- **Prompt**:
Return every line of the data below word for word, including the punctuation.
[[ Data below, beginning ]]
PR #4807, opened 2015-11-09
[3.0] Panel Lock (Fix #4720)

### LINKED ISSUE #4720: add lock/unlock panel setting
It is very nice that cinnamon panel is highly configurable(like the early days of gnome2) but after one finishes the configuration it's better to have a "lock panel" option in panel settings (System Settings > Panel) so that the right clicking on blank space or on applets doesn't bring up context menus that are for configuration purposes.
[[ Data below, end ]]
- **Response to the task**:
PR #4807, opened 2015-11-09
[3.0] Panel Lock (Fix #4720)

### LINKED ISSUE #4720: add lock/unlock panel setting
It is very nice that cinnamon panel is highly configurable(like the early days of gnome2) but after one finishes the configuration it's better to have a "lock panel" option in panel settings (System Settings > Panel) so that the right clicking on blank space or on applets doesn't bring up context menus that are for configuration purposes.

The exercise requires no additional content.